# Game #22: Phoenix Suns (15-6) @ Dallas Mavericks (14-7) - 12/8



## Dissonance (Jul 21, 2004)

* When: Tuesday, 8:30PMEST/6:30PMMT/5:30PST
Where: American Airlines Center - Dallas, TX
TV: Local or by illegal method*
*Previous Game: L 88-108 @ Los Angeles Lakers *











*Phoenix Suns (15-6) 

Starters: 








[PG] Steve Nash







[SG] Jason Richardson 








[SF] Grant Hill 









[PF] Amar'e Stoudemire







[C] Channing Frye * 


















* Dallas Mavericks (14-7) 

Starters: 








[PG] Jason Kidd







[SG] Jose Juan Barea 








[SF]Shawn Marion









[PF] Dirk Nowitzki







[C] Erick Dampier *




*_Victory Advisory_*








*Suns have been placed on.....KICKSOMEASS!*​


----------



## Seuss (Aug 19, 2005)

haha nice find on that picture Diss.

and seeing The matrix in a Mavs uniform is so disgusting.
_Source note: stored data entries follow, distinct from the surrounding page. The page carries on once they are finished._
PR #2137, opened 2022-11-17
Rework of TF store

amdrexu:
Defer TF store from the phase of in/out handling to the phase of preparing pipeline ABI. Add two functions readTessFactors and writeTessFactors. These functions will be used by future TF optimization in shader merger as well.

The basic logic of TF store is not changed. Just some coding refactoring.

PR #2143, opened 2022-11-22
Fix the regression of PR#2137

amdrexu:
The PR (https://github.com/GPUOpen-Drivers/llpc/pull/2137) has a latent issue of reading TF from on-chip LDS. We mistakenly use CreateLoad which always assumes the alignment is from the specified load type. Rather, we can only ensure the alignment is dword. So CreateAlignedLoad should be used instead to explicitly specify dword alignment.


qiaojbao:
retest this please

I can't even look.


----------



## Dissonance (Jul 21, 2004)

Yeah, it's unnatural looking after all the wars. Here's to him killing their offensive rhythm with fumbling the ball, in ability to shoot and taking bad shots. All the negative things he brought us. Of course, he brought plenty of positive things, just don't wanna see it tonight. 
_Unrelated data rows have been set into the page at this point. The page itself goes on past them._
PR #2263, opened 2023-02-06
Fix latent issues of mesh shader implementation

amdrexu:
1. The enableSwXfb function should return false if mesh pipeline is found. XFB is only applied to traditional graphics pipeline.

2. When checking hasNoVertexAttrib in PS reg config, we should rely on the exsitence of per-vertex inputs in fragment shader. This is because we could encounter part pipeline compilation of mesh pipeline. In such cases, fragment shader is compiled without the knowlegde of previous stages.

3. The ready bit of draw data is supposed to be written by task shader with the lowest 8 bits of the dword (last dword). Other bits of the dword have other purposes.

4. Task payload could have such usage:

     taskpayloadSharedEXT uint outVar[32];

   In this case, we incorrectly handle the array dimension of task payload. The original logic is to handle block array by eliminating its array dimension (see the block array as folow):

     layout(binding = 0) buffer Data {
       uint outVar;
     } data[32];

   For task payload, this is meaningless since task payload doesn't defined as block array.

### DIFF
--- a/lgc/patch/Gfx9ConfigBuilder.cpp
+++ b/lgc/patch/Gfx9ConfigBuilder.cpp
@@ -1648,16 +1648,14 @@ template <typename T> void ConfigBuilder::buildPsRegConfig(ShaderStage shaderSta
     spiPsInputCntl.bits.FLAT_SHADE = interpInfoElem.flat && !interpInfoElem.isPerPrimitive;
     spiPsInputCntl.bits.OFFSET = interpInfoElem.loc;
     if (gfxIp.major >= 11 && interpInfoElem.isPerPrimitive) {
-      const auto preStage = m_pipelineState->getPrevShaderStage(ShaderStageFragment);
-      if (preStage == ShaderStageMesh) {
-        // NOTE: HW allocates and manages attribute ring based on the register fields: VS_EXPORT_COUNT and
-        // PRIM_EXPORT_COUNT. When VS_EXPORT_COUNT = 0, HW assumes there is still a vertex attribute exported even
-        // though this is not what we want. Hence, we should reserve param0 as a dummy vertex attribute and all
-        // primitive attributes are moved after it.
-        bool hasNoVertexAttrib = m_pipelineState->getShaderResourceUsage(ShaderStageMesh)->inOutUsage.expCount == 0;
-        if (hasNoVertexAttrib)
-          ++spiPsInputCntl.bits.OFFSET;
-      }
+      // NOTE: HW allocates and manages attribute ring based on the register fields: VS_EXPORT_COUNT and
+      // PRIM_EXPORT_COUNT. When VS_EXPORT_COUNT = 0, HW assumes there is still a vertex attribute exported even
+      // though this is not what we want. Hence, we should reserve param0 as a dummy vertex attribute and all
+      // primitive attributes are moved after it.
+      const bool hasNoVertexAttrib = resUsage->inOutUsage.inputMapLocCount == 0; // No vertex attribute
+      if (hasNoVertexAttrib)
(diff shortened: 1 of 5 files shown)


amdvlk-admin:
### Test summary for commit 93f990819b27a73150e658b643400d8a01dbf015
<details><summary>CTS tests (Failed: 0/211498)</summary><ul><li>Built with version 1.3.0.0</li>

<li>Passed: 39250/70506 (55.7%)</li>
<li>Failed: 0/70506 (0.0%)</li>
<li>Not Supported: 31256/70506 (44.3%)</li><li>Warnings: 0/70506 (0.0%)</li>
</ul></details>

<li>Passed: 39498/70495 (56.0%)</li>
<li>Failed: 0/70495 (0.0%)</li>
<li>Not Supported: 30997/70495 (44.0%)</li><li>Warnings: 0/70495 (0.0%)</li>
</ul></details>

<li>Passed: 36345/70497 (51.6%)</li>
<li>Failed: 0/70497 (0.0%)</li>
<li>Not Supported: 34152/70497 (48.4%)</li><li>Warnings: 0/70497 (0.0%)</li>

We need to ****ing win this game though.


----------



## Hyperion (Dec 5, 2006)

Yeah, he's going to lock down Nash. We all know it's coming.


----------



## Dissonance (Jul 21, 2004)

If you mean by lockdown, Nash will make him look silly. Then, yes.


----------



## Seuss (Aug 19, 2005)

You guys think they'll actually put Marion on Nash?


----------



## Dissonance (Jul 21, 2004)

I was thinking more in terms of switches. 
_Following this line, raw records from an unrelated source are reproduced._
PR #2267, opened 2023-02-08
Opaque Pointers: Remove support for typed pointers from LLPC/LGC

mariusz-sikora-at-amd:
- Remove flag (-enable-opaque-pointers) which was created for transition purpose.
- Remove usage of enable-opaque-pointers flag from LLPC and LGC tests.
- Opaque Pointers state in LLVM Context is no longer overrid (it was overrid by -enable-opaque-pointers flag).
- Remove last remaining getPointerElementType used for mangling function names. This will remove compilation warnings about getPointerElementType being deprecated.
- Remove assertions used for typed pointers to validate correctnes of types while removing getPointerElementType from LLPC/LGC.


nhaehnle (commented):
Nice.

In terms of merging effort it may be better to split the removal of the -enable-opaque-pointers option into a separate change. Just initially make it so the compiler errors out if the option is overridden to false? But maybe I'm just being overly paranoid.

What's the reason for this only being a draft so far?

mariusz-sikora-at-amd:
> Nice.
> 
> In terms of merging effort it may be better to split the removal of the -enable-opaque-pointers option into a separate change. Just initially make it so the compiler errors out if the option is overridden to false? But maybe I'm just being overly paranoid.

Sure, I will split the change.


> What's the reason for this only being a draft so far?

I was testing changes in internal repo and found some "issues".
Not all internal branches are up to date with llvm. In one branch we are missing https://github.com/llvm/llvm-project/commit/e45cf479231fc144b4e1e and it is causing tests (like: https://github.com/GPUOpen-Drivers/llpc/blob/dev/lgc/test/TextureRange.lgc) to fail when I'm removing 'enable-opaque-pointers' flag. Probably I will also re-write lgc tests to use opaque pointers in llvm-ir instead of typed pointers.
I will start pushing changes tomorrow.

Additionally I see that LGC test https://github.com/GPUOpen-Drivers/llpc/blob/dev/lgc/test/TextureRange.lgc#L9 is expecting `bitcast ptr to ptr` which I thought should be removed in opaque pointers.

piotrAMD:
> Probably I will also re-write lgc tests to use opaque pointers in llvm-ir instead of typed pointers. I will start pushing changes tomorrow.

Agreed that rewriting lgc tests to not use typed pointers is the way to go.

mariusz-sikora-at-amd:
Closing this draft. I created couple PRs based on this single PR.
Rewritting LGC tests is in progress.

That'd bruise Kidd's ego too much for them to do it. I'm not sure any other teams would do what Suns did putting him on PGs.


----------



## Arclite (Nov 2, 2002)

I don't think there's any such thing as a must win at this point of the season, but if we want to start to really establish ourselves as an upper tier team with like Denver, we need to start winning ones like these consistently.

Our schedule ****ing sucks by the way. Jesus Christ.


----------



## nffl (Jun 25, 2006)

I am absolutely amped for this game!


----------



## Dissonance (Jul 21, 2004)

Shawn's greeting with Amare looked a little awkward. Basically gave Nash/Hill huge hugs, and everyone chest bump handshake thing haha. Just looked off with him even compared Frye's, Jrich


----------



## Dissonance (Jul 21, 2004)

Frye with nice pass to jrich cutting.


Someone might want to guard Barea.


----------



## Dissonance (Jul 21, 2004)

Amare drills another jumper. 

Then off a Mavs miss, Amare passes up the shot and passes to jrich who dunks it. 12-10, Suns.


Marion's 1-5.


----------



## Dissonance (Jul 21, 2004)

14-10, Suns 7:16 left.

Jrich and Amare both with 6 pts.


----------



## Dissonance (Jul 21, 2004)

Dirk looks like teen wolf with that hair and headband.


----------



## Dissonance (Jul 21, 2004)

21-20, Mavs with 2:59 left.


----------



## Dissonance (Jul 21, 2004)

Geez, I come back with Suns up 42-38, and now down give up 5 straight pts. Been all Barea and Dirk. 14 and 16 pts respectively.

43-42, Mavs 4:15 left.


----------



## Dissonance (Jul 21, 2004)

Good defense by the Suns. Forced a bad shot/air ball.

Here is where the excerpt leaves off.